Suppose \(X_1,\cdots,X_n\) are measurements of breaking strength for \(n\) samples and are assumed to be i.i.d. \(N(\theta_1,\sigma^2)\). The LRT of \(H_{01}:\theta_1\leq 50\) will be rejected if \(\frac{\bar{X}-50}{S/\sqrt{n}}>t\). Suppose that we also have the results of \(m\) flammability tests, denoted by \(Y_1,\cdots,Y_m\), where \(Y_i=1\) if the \(i\)th sample passes the test and \(Y_i=0\) otherwise.
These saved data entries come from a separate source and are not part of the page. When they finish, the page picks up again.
PR #88, opened 2022-02-24
Correct Stationeers Config

IceOfWraith:
This game has many bugs still and the dedicated server does not function properly. It is unable to create a new world. You must create a singleplayer/multiplayer game and copy it into the save folder. The line "OriginWorldSaveLocation" must be removed from the world_meta.xml file when importing.

-Remove uneccessary -basedirectory launch arg
-Removed -modpath launch arg that does not work. It must be manually set in the default.ini file
-Removed "" around launch args
-Corrected -worldname to -loadworld
-Clarified Map select option
-Set autosaveinterval to default at 300 per the default in the game


Greelan (approved):
Nothing jumps out at me with the changes. Good job

PR #89, opened 2022-02-26
Add The Isle (Legacy) template

Greelan:
Adds working The Isle (Legacy) Dedicated Server.

Notes:
- Console input does not work.
- Shutdown methods (such as OS_CLOSE, CtrlC and WM_CLOSE) do not work on Windows. AMP just kills the server after the timeout.
- Includes Proton support for Linux, however that is lacking, as AMP monitors and operates on the Proton process, rather than the underlying server process - so for example metrics are inaccurate, and while OS_CLOSE works, it does not shut down the underlying server process. Only stopping the instance entirely does that.
- Player join, leave and chat regex to be added.


Greelan:
Connected issue: https://github.com/CubeCoders/AMP/issues/576

PR #45, opened 2022-01-22
Add Merged Terraria module

jasperfirecai2:
Adds a generic terraria module that has more configuration options than the builtin one. see [this repo](https://github.com/jasperfirecai2/amp-templates/tree/main/Terraria) for dev version

PR #90, opened 2022-03-02
Add tModLoader module

jasperfirecai2:
Adds a standalone tModLoader module with all its dependencies. Will be replaced by https://github.com/CubeCoders/AMPTemplates/pull/45 if its feature request ends up being implemented


Shinynecrid:
Console doesn't function on windows. To look into further.

jasperfirecai2:
Discovered issue with files not saving to the right folder. Still needs to be looked into further

jasperfirecai2:
Make sure to manually grab the configtemplate when teesting, or to change the update stage to use my fork, since it will otherwise fail to template merge. WIndows console still does not work, so only autosaves and process-killing are available.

If \(Y_1,\cdots,Y_m\) are modeled as i.i.d. \(Bernoulli(\theta_2)\) random variables, the LRT will reject \(H_{02}:\theta_2\leq 0.95\) if \(\sum_{i=1}^mY_i>b\). Putting all of this together, the rejection region for the intersection-union test is \[\begin{equation} \{(\mathbf{x},\mathbf{y}):\frac{\bar{x}-50}{s/\sqrt{n}}>t\,and\,\sum_{i=1}^my_i>b\} \tag{15.25} \end{equation}\]

Thus the intersection-union test decides the product is acceptable, that is, \(H_1\) is true, if and only if it decides that each of the individual parameters meets its standard, that is, \(H_{1i}\) is true. If more than two parameters define a product’s quality, individual tests for each parameter can be combined, by means of the intersection-union method, to yield an overall test of the product’s quality.